Understanding disparities in pediatric solid tumor oncology trial enrollment
Mentor: Andrew Hong
We have made significant improvements in the outcomes of our patients with pediatric cancers. However, most of our trials are restricted to English speaking participants and our understanding of how a patient or their legal guardian decides to enroll on a clinical trial remains somewhat limited. Especially as we are aiming to ensure that all our children have access to all trials and that our trials represent the diversity of our country, it is critical that we first understand where we are starting. Recent studies have shown that Hispanic patients with acute lymphoblastic or myeloid leukemia have inferior outcomes when compared with non-Hispanic Caucasian patients due in part to language barriers or cultural differences (Bhatia, 2011; Aplenc et al., 2006). Further, other factors contributing to disparities in cancer outcomes include socioeconomic status (SES) and geographic location. As such, there is a need to understand these barriers to ensure equitable inclusion of our patients in clinical trials.
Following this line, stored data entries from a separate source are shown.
PR #464, opened 2023-02-20
Pyinstaller hook

### LINKED ISSUE #454: PyInstaller hooks needed
When bundling pygfx with PyInstaller into an application, there are some data files and some dynamic libs missing.

We need to bundle:

* dynamic libs of `freetype` (collect_dynamic_libs)
* data from `pygfx.pkg_resources` (collect_data_files)

I noticed that when just using `collecting_data_files("pygfx.pkg_resources")` results in a name clash with `pkg_resources` module from setuptools. We might consider replacing the use of `pkg_resources` with `importlib.resources`?

Korijn:
Closes #454

Note: I renamed `pkg_resources` to `data_files` and not `resources` because that is already an existing subpackage


.github/workflows/ci.yml
```diff
@@ -87,6 +87,23 @@ jobs:
...
+    runs-on: ubuntu-latest
+    steps:
+    - uses: actions/checkout@v3
+    - name: Set up Python 3.9
+      uses: actions/setup-python@v4
+      with:
+        python-version: 3.9
+    - name: Install package and dev dependencies
+      run: |
+        python -m pip install --upgrade pip
```
ivoflipse, line 101: Is the current pip outdated?

Korijn: I just copy pasted this, will remove it

Korijn: Actually, no, I'll keep it around. The other jobs use the command as well.

pygfx/__pyinstaller/test_pygfx.py
```diff
@@ -0,0 +1,6 @@
+def test_pyi_pygfx(pyi_builder):
+    pyi_builder.test_source(
+        """
+        import pygfx
```
almarklein, line 4:
```suggestion
        import pygfx as gfx
        ff = gfx.font_manager.select_font("foo", gfx.font_manager.default_font_props)[0][1]
        print(ff.codepoints)
        assert len(ff.codepoints) > 100
```

almarklein (approved):

Issue #460, opened 2023-02-17
Define the coordinate system


almarklein:
We should:
* Decide on a coordinate system
* Document it

### What do others use?

**pygfx currently** we seem to have a right-handed system with right +X, up +Y and forward -Z.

The project goal for during the POST Award is to develop a database of our patients seen at Children’s Healthcare of Atlanta since institution of electronic records (e.g., 2009-present) which focuses on the patients’ diagnoses, languages, race and ethnicity, home zip code (based on ARC GIS). This will be cross referenced with what clinical trials through Children’s Oncology Group were open and to determine if enrollment rates are different by race and ethnicity. As work has already commenced in patients with leukemia and lymphoma, this project will focus on Wilms Tumor, neuroblastoma and medulloblastoma. We hypothesize that underrepresented minorities will have enrolled at lower rates than non-Hispanic Caucasians.